Experiencing a spatial environment through an avatar is a natural extension of our in-person interactivity and therefore would need to be fun to be engaging for us to join in.
Luckily, the ceiling for creativity within virtual environments is infinite.
E-commerce will harness that potential.
While the creativity of a brick and mortar retail experience is bound to the bureaucracy of corporate hierarchies and access to ample time and resources, E-commerce is not.
At this very second there are thousands of people online willing and able to craft a thoughtful virtual experience with nothing more than some code and a good idea.
While in-person retail leverages experiences to sell goods, E-commerce takes a different approach: selling goods as a by-product of an experience.
A well-thought out E-commerce experience will aim to engage customers first.
The organizational structure of in-person shopping means that anywhere you go, there is likely a salesperson standing over your shoulder, trying to meet a quota.
While this might be pleasant for some, it can also be massively deterring for others.

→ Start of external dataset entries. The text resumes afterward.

PR #33970, opened 2023-01-25
fix(src): check if the session timeout is negative before setting the value

srivatsa-cfp:


wilkinsona:
Thanks for the suggestion. Each web server factory contains logic for handling `null` as well as negative and zero durations. Preventing the duration from being set to a negative value would result in the session timeout remaining at its default value. This would be a breaking change so I don't think it should be made.

PR #33973, opened 2023-01-25
Read property from file in environmet variable

SamueleFacenda:
Working with a docker image of a spring boot application I encoutered some issues: it is very difficult to set properties via docker secrets. Docker secrets are stored in the container as files. To simplify the configuration process some images(like [postgres](https://hub.docker.com/_/postgres)) let you define properties via environment variables in the `PROPERTY_NAME=value` style (like spring boot) but also in the `PROPERTY_NAME_FILE=/path/to/file/with/value`. 

I changed the code that read system properties to, after attempting to read the system property and the environment variable, search a environment variable with the `_FILE` appended and read the content of the file in the path thus defined. 

P.S.
This is my first time looking at this code, I have not understood things like the directory arrangement or the general working. I suppose that I have modified the correct file but I'm not sure(I've found it using the github code search feature querying for `System.getenv` and `System.getProperty`).

Plus, my code comments and function names are not very good, they should probably be modified.

### DIFF
--- a/spring-boot-project/spring-boot-tools/spring-boot-loader/src/main/java/org/springframework/boot/loader/util/SystemPropertyUtils.java
+++ b/spring-boot-project/spring-boot-tools/spring-boot-loader/src/main/java/org/springframework/boot/loader/util/SystemPropertyUtils.java
@@ -16,6 +16,9 @@
 
 package org.springframework.boot.loader.util;
 
+import java.io.File;
+import java.io.IOException;
+import java.nio.file.Files;
 import java.util.HashSet;
 import java.util.Locale;
 import java.util.Properties;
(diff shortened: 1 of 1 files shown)


wilkinsona:
Thanks for the proposal. This looks to overlap with Spring Boot's existing [support for "config trees"](https://docs.spring.io/spring-boot/docs/2.7.x/reference/html/features.html#features.external-config.files.configtree). If you were not already aware of that support, please read through the documentation to see if it meets your needs. If it does not, please open a new issue describing exactly what you want to do and why config trees do not meet your needs. I'm afraid we won't be able to merge this proposal as-is. Instead, we would want to consider expanding the existing config tree support.

PR #33987, opened 2023-01-26
Use new Java features

krzyk:
Slight refactorings to use new Java features like text blocks, pattern matching in `instanceof`, new JDK classes, (not so new) diamonds and try-with-resources, and few other java features that weren't used but hopefully increase readability.


philwebb:
Very nice. Thanks very much! I've taken the liberty of splitting the PR into a number of distinct commits and also backported a couple to 2.7.

PR #34001, opened 2023-01-27
liquibase-hibernate6 does not have version 4.17.2

lnthai2002:
springboot 3 uses spring-orm6 thus, hibernate6 and liquibase-hibernate6 must be used. However, the first version of liquibase-hibernate6 is 4.19.0 and since liquibase recommend matching the version of liquibase with all the liquibase extension , i think it is wise for spring boot dependencies to use liquibase 4.19.0

### DIFF
--- a/spring-boot-project/spring-boot-dependencies/build.gradle
+++ b/spring-boot-project/spring-boot-dependencies/build.gradle
@@ -779,7 +779,7 @@ bom {
 			]
 		}
 	}
-	library("Liquibase", "4.17.2") {
+	library("Liquibase", "4.19.0") {
 		group("org.liquibase") {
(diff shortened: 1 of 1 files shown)


philwebb:
Thanks for the pull-request. Liquibase 4.19.0 wasn't available at the time that we release Spring Boot 3.0. Due to our [third-party upgrade policy](https://github.com/spring-projects/spring-boot/wiki/Supported-Versions#third-party-dependencies) we can't upgrade to Liquibase 4.19 in a patch release. We will, however, upgrade in Spring Boot 3.1.

We have a semi-automated process to deal with upgrades, so I'm going to close this one.

Thanks anyway.

Issue #31469, opened 2022-06-20
When using OTel, auto-configure CompositeSpanExporters with span exporting predicates, filters, and reporters


mhalbritter:
Micrometer Tracing uses a `SpanExportingPredicate` to determine if a span should be exported and a `SpanFilter` to change the span (like a `MeterFilter`) before it is reported. Both are used in the bridges for brave and Otel (see `CompositeSpanExporter` and `CompositeSpanHandler`). We should auto-configure this in boot.

wilkinsona:
I've opened https://github.com/spring-projects/spring-boot/issues/32753 for the Brave side of things. This issue is now specific to Otel.

wilkinsona:
This requires some changes in Micrometer Tracing. Pushing back to 3.1.x.

scottfrederick:
Closing in favor of #34002

PR #34002, opened 2023-01-27
Add Micrometer Tracing's CompositeSpanExporter

marcingrzejszczak:
Micrometer Tracing comes with 3 generic interfaces, `SpanExportingPredicate`, `SpanReporter` and `SpanFilter`, thanks to which you can decide whether you want to export a span, how you want to report it and how to mutate it regardless of which tracer library you are using.

Without this change usage of these 3 interfaces is not possible for OpenTelemetry.

With this change we're putting all `SpanExporters` to the `CompositeSpanExporter` and apply the exporters only after predicates, filtering and reporting took place.

fixes https://github.com/spring-projects/spring-boot/issues/31469


marcingrzejszczak:
fixes https://github.com/spring-projects/spring-boot/issues/31469

mhalbritter:
Thank you!

PR #34004, opened 2023-01-29
Add property `headers` in `OtlpProperties`

eddumelendez:
In Micrometer 1.11, headers property has been introduced.


mhalbritter:
Thank you!

PR #34012, opened 2023-01-31
Updated the docker url version

sannanansari:
#33983


wilkinsona:
Thanks for the PR but we prefer to process single-line version upgrades like this ourselves.

PR #40384, opened 2024-04-17
Upgrade to Spring Integration v 6.3.0-M2

dev-yugantar:
Fix for #40226


wilkinsona:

An E-commerce experience will not feel as though the mission is sales.
Rather, it will create an environment so enthralling that shoppers will actively seek to purchase the product associated with the experience.
E-commerce will influence product offerings
With the rise of spatial and new virtual environments to shop in, the goods we purchase will change too.
Online stores will no longer be a place to purchase exclusively physical goods, destined to be shipped to us. We will purchase (and invest in) virtual goods to display, use and enjoy online.
Fortnite and Roblox are early examples of this phenomenon wherein players buy skins, emotes and accessories for their virtual characters using an in-game currency which is often purchased using a real-world one.
Virtual sneaker app Aglet presents users with the opportunity to purchase virtual versions of sneakers they couldn’t possibly get their hands on in the real world.
These types of digital economies will become the norm in the near future because once we begin embodying spaces online, how we present ourselves matters.
Digital goods will be facilitated by NFTs. They will also shape what’s for sale.
NFTs facilitate the ownership of new kinds of goods. They make things more meaningful than a physical product, ownable.
Is a pair of game-worn Air Jordans valuable because of the plastic and leather they’re made of? Or are they valuable because of the punishing dunk Jordan delivered over a 7-foot defender while wearing them?
With NFTs, that dunk, that moment, is made ownable.